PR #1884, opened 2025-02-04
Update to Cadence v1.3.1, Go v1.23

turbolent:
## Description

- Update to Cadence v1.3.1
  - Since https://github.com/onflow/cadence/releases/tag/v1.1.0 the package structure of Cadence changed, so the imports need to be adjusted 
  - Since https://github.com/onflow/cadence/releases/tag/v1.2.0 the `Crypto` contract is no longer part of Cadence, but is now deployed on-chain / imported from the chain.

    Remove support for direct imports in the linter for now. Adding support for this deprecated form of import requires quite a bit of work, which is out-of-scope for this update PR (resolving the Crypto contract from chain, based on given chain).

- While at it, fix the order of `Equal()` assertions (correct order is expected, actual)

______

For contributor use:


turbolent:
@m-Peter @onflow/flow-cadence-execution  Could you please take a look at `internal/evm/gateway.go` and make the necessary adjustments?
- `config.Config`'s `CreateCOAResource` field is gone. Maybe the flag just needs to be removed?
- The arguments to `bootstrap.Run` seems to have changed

* * *

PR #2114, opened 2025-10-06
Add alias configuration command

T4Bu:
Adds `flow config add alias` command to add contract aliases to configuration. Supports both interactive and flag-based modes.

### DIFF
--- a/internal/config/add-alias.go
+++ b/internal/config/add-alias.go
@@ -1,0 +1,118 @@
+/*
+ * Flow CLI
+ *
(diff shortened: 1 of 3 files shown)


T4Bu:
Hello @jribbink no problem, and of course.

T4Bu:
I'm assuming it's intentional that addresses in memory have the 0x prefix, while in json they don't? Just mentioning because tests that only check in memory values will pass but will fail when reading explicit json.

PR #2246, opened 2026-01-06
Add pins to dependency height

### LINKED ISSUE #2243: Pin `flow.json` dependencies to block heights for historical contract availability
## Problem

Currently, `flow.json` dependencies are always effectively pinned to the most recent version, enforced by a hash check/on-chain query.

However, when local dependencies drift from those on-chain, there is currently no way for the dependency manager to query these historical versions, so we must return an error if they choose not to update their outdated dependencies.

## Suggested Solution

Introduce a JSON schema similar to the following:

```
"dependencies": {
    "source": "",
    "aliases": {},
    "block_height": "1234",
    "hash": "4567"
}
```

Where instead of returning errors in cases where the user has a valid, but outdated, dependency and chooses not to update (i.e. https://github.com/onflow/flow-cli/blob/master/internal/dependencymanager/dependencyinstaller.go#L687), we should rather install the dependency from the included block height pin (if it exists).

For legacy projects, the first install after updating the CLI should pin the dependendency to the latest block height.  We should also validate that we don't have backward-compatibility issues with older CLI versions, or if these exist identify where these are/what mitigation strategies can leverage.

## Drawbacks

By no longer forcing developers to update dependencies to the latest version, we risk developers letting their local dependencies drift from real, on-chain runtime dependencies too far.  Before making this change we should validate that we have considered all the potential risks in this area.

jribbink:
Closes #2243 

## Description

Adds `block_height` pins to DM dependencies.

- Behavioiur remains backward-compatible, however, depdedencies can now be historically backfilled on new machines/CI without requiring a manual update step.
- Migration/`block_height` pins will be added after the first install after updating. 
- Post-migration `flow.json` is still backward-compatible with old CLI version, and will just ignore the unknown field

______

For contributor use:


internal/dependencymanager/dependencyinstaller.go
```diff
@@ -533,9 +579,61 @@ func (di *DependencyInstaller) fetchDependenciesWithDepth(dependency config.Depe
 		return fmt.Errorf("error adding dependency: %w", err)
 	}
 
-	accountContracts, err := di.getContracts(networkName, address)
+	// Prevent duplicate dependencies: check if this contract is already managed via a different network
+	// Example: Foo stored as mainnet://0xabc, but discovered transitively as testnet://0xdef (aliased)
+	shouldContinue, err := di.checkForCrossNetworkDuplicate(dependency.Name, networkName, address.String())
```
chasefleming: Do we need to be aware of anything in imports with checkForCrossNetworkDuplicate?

■ **Assignment**
Only the lines from the one containing "For legacy projects, the" through the one containing "- Behavioiur remains" are to be retyped, both boundary lines included, with no other material.

■ **Exercise output**
For legacy projects, the first install after updating the CLI should pin the dependendency to the latest block height.  We should also validate that we don't have backward-compatibility issues with older CLI versions, or if these exist identify where these are/what mitigation strategies can leverage.

## Drawbacks

By no longer forcing developers to update dependencies to the latest version, we risk developers letting their local dependencies drift from real, on-chain runtime dependencies too far.  Before making this change we should validate that we have considered all the potential risks in this area.

jribbink:
Closes #2243 

## Description

Adds `block_height` pins to DM dependencies.

- Behavioiur remains backward-compatible, however, depdedencies can now be historically backfilled on new machines/CI without requiring a manual update step.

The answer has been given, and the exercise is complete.